[Task directions]
Here the requirement is to repeat every record exactly, in full.

[Records from a data collection]

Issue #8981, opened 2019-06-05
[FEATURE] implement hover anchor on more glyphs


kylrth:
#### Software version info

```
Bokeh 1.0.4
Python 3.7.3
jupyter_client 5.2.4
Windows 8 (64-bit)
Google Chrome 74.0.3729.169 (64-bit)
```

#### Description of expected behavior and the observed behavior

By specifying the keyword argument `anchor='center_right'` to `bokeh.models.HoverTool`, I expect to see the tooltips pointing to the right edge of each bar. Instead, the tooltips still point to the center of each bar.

[Answer for this exercise]
Issue #8981, opened 2019-06-05
[FEATURE] implement hover anchor on more glyphs


kylrth:
#### Software version info

```
Bokeh 1.0.4
Python 3.7.3
jupyter_client 5.2.4
Windows 8 (64-bit)
Google Chrome 74.0.3729.169 (64-bit)
```

#### Description of expected behavior and the observed behavior

By specifying the keyword argument `anchor='center_right'` to `bokeh.models.HoverTool`, I expect to see the tooltips pointing to the right edge of each bar. Instead, the tooltips still point to the center of each bar.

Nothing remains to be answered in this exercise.